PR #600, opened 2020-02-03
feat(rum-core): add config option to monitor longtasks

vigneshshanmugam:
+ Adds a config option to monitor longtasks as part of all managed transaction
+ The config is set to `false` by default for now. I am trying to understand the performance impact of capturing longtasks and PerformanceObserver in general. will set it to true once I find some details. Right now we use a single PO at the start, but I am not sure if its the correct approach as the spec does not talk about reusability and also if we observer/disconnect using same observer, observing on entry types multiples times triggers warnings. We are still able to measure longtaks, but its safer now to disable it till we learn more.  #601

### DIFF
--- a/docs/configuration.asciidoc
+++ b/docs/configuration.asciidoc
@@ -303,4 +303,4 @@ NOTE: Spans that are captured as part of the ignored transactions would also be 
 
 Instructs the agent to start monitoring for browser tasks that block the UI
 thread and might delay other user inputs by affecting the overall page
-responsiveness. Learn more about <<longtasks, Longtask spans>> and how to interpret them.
◆ ◆ ◆ ◆ ◆ ◆ ◆
The final stretch of the listing, from the line containing "feat(rum-core): add config" through its last line, both included, is to be output exactly and by itself.

▸ Output for this exercise
feat(rum-core): add config option to monitor longtasks

vigneshshanmugam:
+ Adds a config option to monitor longtasks as part of all managed transaction
+ The config is set to `false` by default for now. I am trying to understand the performance impact of capturing longtasks and PerformanceObserver in general. will set it to true once I find some details. Right now we use a single PO at the start, but I am not sure if its the correct approach as the spec does not talk about reusability and also if we observer/disconnect using same observer, observing on entry types multiples times triggers warnings. We are still able to measure longtaks, but its safer now to disable it till we learn more.  #601

### DIFF
--- a/docs/configuration.asciidoc
+++ b/docs/configuration.asciidoc
@@ -303,4 +303,4 @@ NOTE: Spans that are captured as part of the ignored transactions would also be 
 
 Instructs the agent to start monitoring for browser tasks that block the UI
 thread and might delay other user inputs by affecting the overall page
-responsiveness. Learn more about <<longtasks, Longtask spans>> and how to interpret them.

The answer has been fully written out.